Extracted records:
══════════

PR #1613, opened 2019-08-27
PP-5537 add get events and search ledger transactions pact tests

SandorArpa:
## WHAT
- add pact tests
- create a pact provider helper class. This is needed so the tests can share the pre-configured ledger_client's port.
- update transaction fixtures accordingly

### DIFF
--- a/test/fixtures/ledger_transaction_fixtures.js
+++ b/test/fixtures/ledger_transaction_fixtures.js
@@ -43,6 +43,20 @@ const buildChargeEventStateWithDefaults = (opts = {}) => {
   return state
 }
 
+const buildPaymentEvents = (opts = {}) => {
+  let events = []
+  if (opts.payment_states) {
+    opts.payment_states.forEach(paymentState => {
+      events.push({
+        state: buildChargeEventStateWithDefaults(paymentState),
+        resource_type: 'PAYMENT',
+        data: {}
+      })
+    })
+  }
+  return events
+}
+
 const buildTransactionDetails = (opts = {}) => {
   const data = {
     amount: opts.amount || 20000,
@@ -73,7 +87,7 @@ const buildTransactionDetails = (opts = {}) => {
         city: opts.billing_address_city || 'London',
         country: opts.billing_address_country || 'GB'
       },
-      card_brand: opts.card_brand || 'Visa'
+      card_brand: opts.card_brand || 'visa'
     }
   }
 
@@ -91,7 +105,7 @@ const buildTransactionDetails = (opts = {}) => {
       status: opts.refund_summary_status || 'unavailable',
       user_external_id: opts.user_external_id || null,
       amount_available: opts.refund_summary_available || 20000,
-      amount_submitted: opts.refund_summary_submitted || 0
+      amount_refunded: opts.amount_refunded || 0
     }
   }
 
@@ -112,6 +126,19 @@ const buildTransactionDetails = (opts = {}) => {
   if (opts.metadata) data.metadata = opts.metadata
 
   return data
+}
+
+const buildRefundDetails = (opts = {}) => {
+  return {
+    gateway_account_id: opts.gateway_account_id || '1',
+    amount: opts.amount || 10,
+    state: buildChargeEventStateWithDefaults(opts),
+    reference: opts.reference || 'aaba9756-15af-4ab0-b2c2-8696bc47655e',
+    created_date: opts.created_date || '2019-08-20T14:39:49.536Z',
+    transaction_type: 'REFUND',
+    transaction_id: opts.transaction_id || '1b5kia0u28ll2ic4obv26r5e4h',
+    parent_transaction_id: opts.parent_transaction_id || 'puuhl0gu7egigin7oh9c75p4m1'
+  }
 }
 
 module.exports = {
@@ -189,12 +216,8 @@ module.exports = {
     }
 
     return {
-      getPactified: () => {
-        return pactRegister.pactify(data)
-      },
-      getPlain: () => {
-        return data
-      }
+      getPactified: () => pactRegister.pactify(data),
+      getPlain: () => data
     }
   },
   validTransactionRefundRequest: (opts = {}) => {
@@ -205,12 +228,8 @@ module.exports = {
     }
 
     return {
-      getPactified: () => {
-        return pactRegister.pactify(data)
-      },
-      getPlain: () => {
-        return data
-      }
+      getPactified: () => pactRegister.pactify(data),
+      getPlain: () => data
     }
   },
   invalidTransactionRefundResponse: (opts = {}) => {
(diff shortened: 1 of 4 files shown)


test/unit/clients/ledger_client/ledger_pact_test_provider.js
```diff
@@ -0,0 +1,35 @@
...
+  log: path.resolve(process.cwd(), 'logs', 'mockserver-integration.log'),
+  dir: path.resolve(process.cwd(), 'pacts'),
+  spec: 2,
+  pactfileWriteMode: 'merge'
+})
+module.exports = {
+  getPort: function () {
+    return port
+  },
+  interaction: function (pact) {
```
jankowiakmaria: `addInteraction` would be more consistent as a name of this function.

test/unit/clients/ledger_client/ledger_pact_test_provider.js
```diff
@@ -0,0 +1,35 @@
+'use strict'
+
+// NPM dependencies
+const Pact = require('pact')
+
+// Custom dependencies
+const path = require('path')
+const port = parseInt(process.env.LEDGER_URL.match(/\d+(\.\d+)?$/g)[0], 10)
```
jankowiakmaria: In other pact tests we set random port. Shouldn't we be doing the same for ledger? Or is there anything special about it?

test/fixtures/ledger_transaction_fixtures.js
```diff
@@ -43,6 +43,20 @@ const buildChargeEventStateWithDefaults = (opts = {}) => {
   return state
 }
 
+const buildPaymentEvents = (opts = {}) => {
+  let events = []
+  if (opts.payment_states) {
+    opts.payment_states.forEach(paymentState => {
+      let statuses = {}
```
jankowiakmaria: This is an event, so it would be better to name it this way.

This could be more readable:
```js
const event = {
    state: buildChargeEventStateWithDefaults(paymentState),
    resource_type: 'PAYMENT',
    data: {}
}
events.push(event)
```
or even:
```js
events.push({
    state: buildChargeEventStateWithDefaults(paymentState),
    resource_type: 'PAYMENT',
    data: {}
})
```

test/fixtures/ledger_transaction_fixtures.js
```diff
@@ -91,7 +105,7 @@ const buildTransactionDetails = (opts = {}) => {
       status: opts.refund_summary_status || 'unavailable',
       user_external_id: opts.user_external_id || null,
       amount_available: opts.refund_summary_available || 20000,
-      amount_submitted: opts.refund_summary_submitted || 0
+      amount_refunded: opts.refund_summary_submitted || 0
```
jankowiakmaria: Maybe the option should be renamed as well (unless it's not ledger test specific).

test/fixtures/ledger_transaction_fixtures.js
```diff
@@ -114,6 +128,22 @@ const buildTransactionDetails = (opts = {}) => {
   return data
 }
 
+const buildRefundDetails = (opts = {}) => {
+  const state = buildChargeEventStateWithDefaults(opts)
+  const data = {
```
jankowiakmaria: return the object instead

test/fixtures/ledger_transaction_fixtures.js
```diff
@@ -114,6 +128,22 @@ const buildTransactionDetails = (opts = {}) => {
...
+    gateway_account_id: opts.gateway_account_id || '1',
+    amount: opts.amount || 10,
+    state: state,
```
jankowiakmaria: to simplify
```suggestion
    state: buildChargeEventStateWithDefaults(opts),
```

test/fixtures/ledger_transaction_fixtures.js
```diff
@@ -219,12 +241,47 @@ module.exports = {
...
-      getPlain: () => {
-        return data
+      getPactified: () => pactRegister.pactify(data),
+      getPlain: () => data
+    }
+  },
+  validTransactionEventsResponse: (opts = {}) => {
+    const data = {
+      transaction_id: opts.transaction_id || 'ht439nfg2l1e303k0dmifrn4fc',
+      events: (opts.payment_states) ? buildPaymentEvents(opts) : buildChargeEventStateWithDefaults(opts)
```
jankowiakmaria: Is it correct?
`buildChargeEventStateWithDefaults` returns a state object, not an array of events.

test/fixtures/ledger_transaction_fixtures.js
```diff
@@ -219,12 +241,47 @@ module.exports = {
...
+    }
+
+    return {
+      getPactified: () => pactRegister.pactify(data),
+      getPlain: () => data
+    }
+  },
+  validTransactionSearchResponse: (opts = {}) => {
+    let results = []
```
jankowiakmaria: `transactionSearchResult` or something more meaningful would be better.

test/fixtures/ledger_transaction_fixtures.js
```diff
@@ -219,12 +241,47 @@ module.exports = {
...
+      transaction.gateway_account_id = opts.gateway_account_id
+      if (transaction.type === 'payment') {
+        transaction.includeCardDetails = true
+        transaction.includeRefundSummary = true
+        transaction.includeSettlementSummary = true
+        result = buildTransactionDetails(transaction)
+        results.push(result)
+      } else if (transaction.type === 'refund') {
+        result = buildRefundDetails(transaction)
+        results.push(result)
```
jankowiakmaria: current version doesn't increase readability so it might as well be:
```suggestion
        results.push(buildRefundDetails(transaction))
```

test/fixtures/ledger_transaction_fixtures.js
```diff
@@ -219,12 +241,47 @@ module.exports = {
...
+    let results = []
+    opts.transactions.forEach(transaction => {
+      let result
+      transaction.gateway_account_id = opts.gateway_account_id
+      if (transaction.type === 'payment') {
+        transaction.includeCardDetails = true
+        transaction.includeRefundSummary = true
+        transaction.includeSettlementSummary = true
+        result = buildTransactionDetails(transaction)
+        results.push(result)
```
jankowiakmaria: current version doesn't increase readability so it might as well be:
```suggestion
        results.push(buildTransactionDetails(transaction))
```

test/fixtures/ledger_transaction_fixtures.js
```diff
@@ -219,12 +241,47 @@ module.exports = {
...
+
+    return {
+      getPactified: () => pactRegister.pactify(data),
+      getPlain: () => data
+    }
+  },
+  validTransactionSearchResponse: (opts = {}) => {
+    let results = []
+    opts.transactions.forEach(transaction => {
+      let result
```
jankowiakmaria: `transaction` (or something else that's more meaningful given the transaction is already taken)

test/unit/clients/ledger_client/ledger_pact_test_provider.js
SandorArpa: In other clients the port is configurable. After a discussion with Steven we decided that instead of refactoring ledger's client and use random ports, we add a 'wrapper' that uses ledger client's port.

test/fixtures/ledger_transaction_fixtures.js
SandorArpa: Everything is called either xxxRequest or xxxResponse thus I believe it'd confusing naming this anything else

══════════

Your instructions: Copy out all the lines of the records that include "tests".

Reply:
PP-5537 add get events and search ledger transactions pact tests
- add pact tests
- create a pact provider helper class. This is needed so the tests can share the pre-configured ledger_client's port.
jankowiakmaria: In other pact tests we set random port. Shouldn't we be doing the same for ledger? Or is there anything special about it?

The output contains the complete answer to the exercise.